[Dataset entries]
┄┄┄┄┄┄

PR #60, opened 2016-03-25
Fixes Win32.bat reporting incorrect system drive

userabuser:
Issue #61

### DIFF
--- a/scripts/win32.bat
+++ b/scripts/win32.bat
@@ -14,7 +14,7 @@ Set objWMIService = GetObject("winmgmts:\\" & strComputer & "\root\cimv2")
 
 Set colDiskDrives = objWMIService.ExecQuery("SELECT * FROM Win32_DiskDrive")
 
-Set colOperatingSystems = objWMIService.ExecQuery ("Select SystemDrive from Win32_OperatingSystem")
+Set colOperatingSystems = objWMIService.ExecQuery ("SELECT SystemDrive FROM Win32_OperatingSystem")
 
 For Each objOperatingSystem in colOperatingSystems
     On Error Resume Next
--- a/scripts/win32.bat
+++ b/scripts/win32.bat
@@ -16,12 +16,13 @@ Set colDiskDrives = objWMIService.ExecQuery("SELECT * FROM Win32_DiskDrive")
 
 Set colOperatingSystems = objWMIService.ExecQuery ("SELECT SystemDrive FROM Win32_OperatingSystem")
 
+Err.Clear
 For Each objOperatingSystem in colOperatingSystems
     On Error Resume Next
     '' get the OS System Drive if exists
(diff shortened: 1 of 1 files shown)


scripts/win32.bat
```diff
@@ -5,12 +5,27 @@ exit /b
...
 Set colDiskDrives = objWMIService.ExecQuery("SELECT * FROM Win32_DiskDrive")
 
+Set colOperatingSystems = objWMIService.ExecQuery ("SELECT SystemDrive FROM Win32_OperatingSystem")
+
+For Each objOperatingSystem in colOperatingSystems
+    On Error Resume Next
+    '' get the OS System Drive if exists
+    OSDrive = objOperatingSystem.Properties_("SystemDrive")   
+    If Err.Number <> 0 Then
+        OSDrive = Err.Description
```
jviotti: So if `objOperatingSystem.Properties_("SystemDrive")` fails, we assign `OSDrive` to `Err.Description`? Why is this? As I understand your intention was to set something that will always differ from `objLogicalDisk.DeviceID`, so `system: False` is printed when an error happens right? If so, maybe worth clarifying the intention in a comment, and potentially set `OSDrive` to something more obvious to the eye, like `false` (not sure if VBScript has the concept of `undefined`, `null`?)

scripts/win32.bat
```diff
@@ -5,12 +5,27 @@ exit /b
...
+        Err.Clear
```
jviotti: Maybe worth calling `Err.Clear` *before* the loop starts as well, since if an error exists before the loop, `OSDrive` will not get the right value, and the drive will be reported as `system: false`.

scripts/win32.bat
userabuser: Correct..

Originally I had `OSDrive = False`, but during my various tests, somehow reverted back to `Err.Description`.

The original intention behind `Err.Description` was to provide a meaningful error to `system: {value}` because there'd be no other way to debug the case where `SystemDrive` was not set as a property. However that's probably over-engineering.

I agree that `OSDrive = False` is probably sufficient enough.

scripts/win32.bat
userabuser: Good catch, my VBScript kungfu is mediocre so I would not have necessarily thought of that had you not mentioned it.

userabuser:
@jviotti improved `For Each` loop over `colOperatingSystems` based on discussion. See: https://github.com/resin-io-modules/drivelist/pull/60/commits/79e4811f3ee1126519415dd366c72e461edf9213

jviotti:
@userabuser Cheers! Looks good to merge code-wise. I'll give it a quick spin in my PC and merge!

jviotti:
@userabuser Merged. Thanks again for the PR! I published v2.0.10 to NPM with your fix.

userabuser:
@jviotti No problem... Thank you for the great tool. Very useful.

┄┄┄┄┄┄

# What you are asked to do
Check each line of the entries for the string "loop". Copy the lines that have it.

# Reply
jviotti: Maybe worth calling `Err.Clear` *before* the loop starts as well, since if an error exists before the loop, `OSDrive` will not get the right value, and the drive will be reported as `system: false`.
@jviotti improved `For Each` loop over `colOperatingSystems` based on discussion. See: https://github.com/resin-io-modules/drivelist/pull/60/commits/79e4811f3ee1126519415dd366c72e461edf9213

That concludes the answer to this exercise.